**Exercise instructions**
Nothing in the records may be left out or altered; reproduce them all exactly.

**Stored data**
PR #8276, opened 2024-10-20
feat: Switch FormattedDate component to Intl.DateTimeFormat

KuSh:
#### Summary

Use Intl.DateTimeFormat instead of fixed momentjs format in FormattedDate component

This comes from a discussion in i18n - Localization channel in mattermost community where Ian Lui reported bad date formatting for Chinese and Japanese languages. After some digging it appeared there were more problems than that and I suggested to switch from momentjs to Intl.DateTimeFormat

#### Checklist

- [ ] Has UI changes

#### Device Information
This PR was tested on: 

#### Release Note

```release-note

```

### DIFF
--- a/app/components/custom_status/custom_status_expiry.tsx
+++ b/app/components/custom_status/custom_status_expiry.tsx
@@ -8,7 +8,9 @@ import {Text, type TextStyle} from 'react-native';
 import {of as of$} from 'rxjs';
 import {switchMap} from 'rxjs/operators';
 
-import FormattedDate from '@components/formatted_date';
+import FormattedDate, {
+    type FormattedDateFormat,
+} from '@components/formatted_date';
 import FormattedText from '@components/formatted_text';
 import FormattedTime from '@components/formatted_time';
 import {getDisplayNamePreferenceAsBool} from '@helpers/api/preference';
@@ -32,7 +34,7 @@ type Props = {
     theme: Theme;
     time: Date | Moment;
     withinBrackets?: boolean;
-}
+};
 
 const getStyleSheet = makeStyleSheetFromTheme((theme: Theme) => {
     return {
@@ -43,19 +45,41 @@ const getStyleSheet = makeStyleSheetFromTheme((theme: Theme) => {
     };
 });
 
-const CustomStatusExpiry = ({currentUser, isMilitaryTime, showPrefix, showTimeCompulsory, showToday, testID = '', textStyles = {}, theme, time, withinBrackets}: Props) => {
+const CustomStatusExpiry = ({
+    currentUser,
+    isMilitaryTime,
+    showPrefix,
+    showTimeCompulsory,
+    showToday,
+    testID = '',
+    textStyles = {},
+    theme,
+    time,
+    withinBrackets,
+}: Props) => {
     const userTimezone = getUserTimezoneProps(currentUser);
     const timezone = userTimezone.useAutomaticTimezone ? userTimezone.automaticTimezone : userTimezone.manualTimezone;
     const styles = getStyleSheet(theme);
     const currentMomentTime = getCurrentMomentForTimezone(timezone);
-    const expiryMomentTime = timezone ? moment(time).tz(timezone) : moment(time);
-    const plusSixDaysEndTime = currentMomentTime.clone().add(6, 'days').endOf('day');
-    const tomorrowEndTime = currentMomentTime.clone().add(1, 'day').endOf('day');
+    const expiryMomentTime =
+        timezone ? moment(time).tz(timezone) : moment(time);
+    const plusSixDaysEndTime = currentMomentTime.
+        clone().
+        add(6, 'days').
+        endOf('day');
+    const tomorrowEndTime = currentMomentTime.
+        clone().
+        add(1, 'day').
+        endOf('day');
     const todayEndTime = currentMomentTime.clone().endOf('day');
-    const isCurrentYear = currentMomentTime.get('y') === expiryMomentTime.get('y');
+    const isCurrentYear =
+        currentMomentTime.get('y') === expiryMomentTime.get('y');
 
     let dateComponent;
-    if ((showToday && expiryMomentTime.isBefore(todayEndTime)) || expiryMomentTime.isSame(todayEndTime)) {
+    if (
+        (showToday && expiryMomentTime.isBefore(todayEndTime)) ||
+        expiryMomentTime.isSame(todayEndTime)
+    ) {
         dateComponent = (
             <FormattedText
                 id='custom_status.expiry_time.today'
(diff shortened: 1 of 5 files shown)


enahum:
Maybe should consider adding an end to end test or unit tests to make sure this does not break again

larkox:
@KuSh I see many stylistic changes that do not completely conform with our codebase. Do you mind removing the stylistic changes so the PR is clearer?

KuSh:
> @KuSh I see many stylistic changes that do not completely conform with our codebase. Do you mind removing the stylistic changes so the PR is clearer?

Sure, I tried to configure prettier to follow you codebase / eslint but it seems I didn't succeed :/

app/components/custom_status/custom_status_expiry.tsx
```diff
@@ -72,11 +72,11 @@ const CustomStatusExpiry = ({currentUser, isMilitaryTime, showPrefix, showTimeCo
...
         );
     } else if (expiryMomentTime.isAfter(tomorrowEndTime)) {
-        let format = 'dddd';
+        let format: FormattedDateFormat = {weekday: 'long'};
         if (expiryMomentTime.isAfter(plusSixDaysEndTime) && isCurrentYear) {
-            format = 'MMM DD';
+            format = {month: 'short', day: 'numeric'};
         } else if (!isCurrentYear) {
-            format = 'MMM DD, YYYY';
+            format = {dateStyle: 'medium'};
```
larkox, line 79: Since these are constant, can we move them outside of the component? The way I imagine it is something like...

```
const dateFormats = {
   withinWeek: {weekday: 'long'},
   withinYear: {month: 'short', day: 'numeric'},
   afterYear: {dateStyle: 'medium'};
}

const CustomStatusExpiry = (...) => {
    ...
        let format = dateFormats.withinWeek;
        ....
```

This way, we are passing always a constant value to `FromattedDate` instead of a new object on every render. Maybe FormattedDate is smart on the inside, or not too complex to re-render, but this helps being future proof.

app/components/files/file_info.tsx
```diff
@@ -91,13 +96,16 @@ const FileInfo = ({disabled, file, channelName, showDate, onPress}: FileInfoProp
...
-                                value={file.create_at as number}
-                            />
-                        }
+                        {showDate && (
+                            <>
+                                {' • '}
+                                <FormattedDate
+                                    style={style.infoText}
+                                    format={FORMAT}
+                                    value={file.create_at as number}
```
larkox, line 105: Why is the casting needed? If `file.create_at` may be undefined, I think it would be safe to default to 0 (or handle such case somehow with a placeholder or not showing the component).

app/components/formatted_date/index.test.tsx
```diff
@@ -0,0 +1,46 @@
...
+        day: 'numeric',
+        hour: 'numeric',
+        minute: 'numeric',
+    },
+] satisfies Array<FormattedDateFormat | undefined>;
+
+const TEST_MATRIX = Object.keys(locales).flatMap((locale) => FORMATS.map((format) => ({format, locale})));
+
+describe('<FormattedDate/>', () => {
+    it.each(TEST_MATRIX)('should match snapshot', ({format, locale}) => {
```
larkox, line 36: Can you make so tests names are more meaningful? You can take a look on how to use the name templates here:

https://jestjs.io/docs/api#testeachtablename-fn-timeout

app/components/formatted_date/index.tsx
```diff
@@ -1,34 +1,38 @@
...
 type FormattedDateProps = TextProps & {
-    format?: string;
+    format?: FormattedDateFormat;
     timezone?: string | UserTimezone | null;
     value: number | string | Date;
 }
 
-const FormattedDate = ({format = 'MMM DD, YYYY', timezone, value, ...props}: FormattedDateProps) => {
+const FormattedDate = ({
+    format = {dateStyle: 'medium'},
```
larkox, line 17: Believe it or not, this creates a new object on every render if no object is passed.

It is not a big deal with how it is used in the component (not going into dependencies nor anything like that), but just to be future proof, do you mind defining it out of the component? Something like this:

```
const defaultFormat = {dateStyle: 'medium'};
const FormattedDate = ({
    format = defaultFormat,
    ...
```

larkox (changes requested):
Looks great! Only some minor changes needed.

app/components/files/file_info.tsx
KuSh: The cast was already there but I surely can improve that part !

**Response area**
PR #8276, opened 2024-10-20
feat: Switch FormattedDate component to Intl.DateTimeFormat

KuSh:
#### Summary

Use Intl.DateTimeFormat instead of fixed momentjs format in FormattedDate component

This comes from a discussion in i18n - Localization channel in mattermost community where Ian Lui reported bad date formatting for Chinese and Japanese languages. After some digging it appeared there were more problems than that and I suggested to switch from momentjs to Intl.DateTimeFormat

#### Checklist

- [ ] Has UI changes

#### Device Information
This PR was tested on: 

#### Release Note

```release-note

```

### DIFF
--- a/app/components/custom_status/custom_status_expiry.tsx
+++ b/app/components/custom_status/custom_status_expiry.tsx
@@ -8,7 +8,9 @@ import {Text, type TextStyle} from 'react-native';
 import {of as of$} from 'rxjs';
 import {switchMap} from 'rxjs/operators';
 
-import FormattedDate from '@components/formatted_date';
+import FormattedDate, {
+    type FormattedDateFormat,
+} from '@components/formatted_date';
 import FormattedText from '@components/formatted_text';
 import FormattedTime from '@components/formatted_time';
 import {getDisplayNamePreferenceAsBool} from '@helpers/api/preference';
@@ -32,7 +34,7 @@ type Props = {
     theme: Theme;
     time: Date | Moment;
     withinBrackets?: boolean;
-}
+};
 
 const getStyleSheet = makeStyleSheetFromTheme((theme: Theme) => {
     return {
@@ -43,19 +45,41 @@ const getStyleSheet = makeStyleSheetFromTheme((theme: Theme) => {
     };
 });
 
-const CustomStatusExpiry = ({currentUser, isMilitaryTime, showPrefix, showTimeCompulsory, showToday, testID = '', textStyles = {}, theme, time, withinBrackets}: Props) => {
+const CustomStatusExpiry = ({
+    currentUser,
+    isMilitaryTime,
+    showPrefix,
+    showTimeCompulsory,
+    showToday,
+    testID = '',
+    textStyles = {},
+    theme,
+    time,
+    withinBrackets,
+}: Props) => {
     const userTimezone = getUserTimezoneProps(currentUser);
     const timezone = userTimezone.useAutomaticTimezone ? userTimezone.automaticTimezone : userTimezone.manualTimezone;
     const styles = getStyleSheet(theme);
     const currentMomentTime = getCurrentMomentForTimezone(timezone);
-    const expiryMomentTime = timezone ? moment(time).tz(timezone) : moment(time);
-    const plusSixDaysEndTime = currentMomentTime.clone().add(6, 'days').endOf('day');
-    const tomorrowEndTime = currentMomentTime.clone().add(1, 'day').endOf('day');
+    const expiryMomentTime =
+        timezone ? moment(time).tz(timezone) : moment(time);
+    const plusSixDaysEndTime = currentMomentTime.
+        clone().
+        add(6, 'days').
+        endOf('day');
+    const tomorrowEndTime = currentMomentTime.
+        clone().
+        add(1, 'day').
+        endOf('day');
     const todayEndTime = currentMomentTime.clone().endOf('day');
-    const isCurrentYear = currentMomentTime.get('y') === expiryMomentTime.get('y');
+    const isCurrentYear =
+        currentMomentTime.get('y') === expiryMomentTime.get('y');
 
     let dateComponent;
-    if ((showToday && expiryMomentTime.isBefore(todayEndTime)) || expiryMomentTime.isSame(todayEndTime)) {
+    if (
+        (showToday && expiryMomentTime.isBefore(todayEndTime)) ||
+        expiryMomentTime.isSame(todayEndTime)
+    ) {
         dateComponent = (
             <FormattedText
                 id='custom_status.expiry_time.today'
(diff shortened: 1 of 5 files shown)


enahum:
Maybe should consider adding an end to end test or unit tests to make sure this does not break again

larkox:
@KuSh I see many stylistic changes that do not completely conform with our codebase. Do you mind removing the stylistic changes so the PR is clearer?

KuSh:
> @KuSh I see many stylistic changes that do not completely conform with our codebase. Do you mind removing the stylistic changes so the PR is clearer?

Sure, I tried to configure prettier to follow you codebase / eslint but it seems I didn't succeed :/

app/components/custom_status/custom_status_expiry.tsx
```diff
@@ -72,11 +72,11 @@ const CustomStatusExpiry = ({currentUser, isMilitaryTime, showPrefix, showTimeCo
...
         );
     } else if (expiryMomentTime.isAfter(tomorrowEndTime)) {
-        let format = 'dddd';
+        let format: FormattedDateFormat = {weekday: 'long'};
         if (expiryMomentTime.isAfter(plusSixDaysEndTime) && isCurrentYear) {
-            format = 'MMM DD';
+            format = {month: 'short', day: 'numeric'};
         } else if (!isCurrentYear) {
-            format = 'MMM DD, YYYY';
+            format = {dateStyle: 'medium'};
```
larkox, line 79: Since these are constant, can we move them outside of the component? The way I imagine it is something like...

```
const dateFormats = {
   withinWeek: {weekday: 'long'},
   withinYear: {month: 'short', day: 'numeric'},
   afterYear: {dateStyle: 'medium'};
}

const CustomStatusExpiry = (...) => {
    ...
        let format = dateFormats.withinWeek;
        ....
```

This way, we are passing always a constant value to `FromattedDate` instead of a new object on every render. Maybe FormattedDate is smart on the inside, or not too complex to re-render, but this helps being future proof.

app/components/files/file_info.tsx
```diff
@@ -91,13 +96,16 @@ const FileInfo = ({disabled, file, channelName, showDate, onPress}: FileInfoProp
...
-                                value={file.create_at as number}
-                            />
-                        }
+                        {showDate && (
+                            <>
+                                {' • '}
+                                <FormattedDate
+                                    style={style.infoText}
+                                    format={FORMAT}
+                                    value={file.create_at as number}
```
larkox, line 105: Why is the casting needed? If `file.create_at` may be undefined, I think it would be safe to default to 0 (or handle such case somehow with a placeholder or not showing the component).

app/components/formatted_date/index.test.tsx
```diff
@@ -0,0 +1,46 @@
...
+        day: 'numeric',
+        hour: 'numeric',
+        minute: 'numeric',
+    },
+] satisfies Array<FormattedDateFormat | undefined>;
+
+const TEST_MATRIX = Object.keys(locales).flatMap((locale) => FORMATS.map((format) => ({format, locale})));
+
+describe('<FormattedDate/>', () => {
+    it.each(TEST_MATRIX)('should match snapshot', ({format, locale}) => {
```
larkox, line 36: Can you make so tests names are more meaningful? You can take a look on how to use the name templates here:

https://jestjs.io/docs/api#testeachtablename-fn-timeout

app/components/formatted_date/index.tsx
```diff
@@ -1,34 +1,38 @@
...
 type FormattedDateProps = TextProps & {
-    format?: string;
+    format?: FormattedDateFormat;
     timezone?: string | UserTimezone | null;
     value: number | string | Date;
 }
 
-const FormattedDate = ({format = 'MMM DD, YYYY', timezone, value, ...props}: FormattedDateProps) => {
+const FormattedDate = ({
+    format = {dateStyle: 'medium'},
```
larkox, line 17: Believe it or not, this creates a new object on every render if no object is passed.

It is not a big deal with how it is used in the component (not going into dependencies nor anything like that), but just to be future proof, do you mind defining it out of the component? Something like this:

```
const defaultFormat = {dateStyle: 'medium'};
const FormattedDate = ({
    format = defaultFormat,
    ...
```

larkox (changes requested):
Looks great! Only some minor changes needed.

app/components/files/file_info.tsx
KuSh: The cast was already there but I surely can improve that part !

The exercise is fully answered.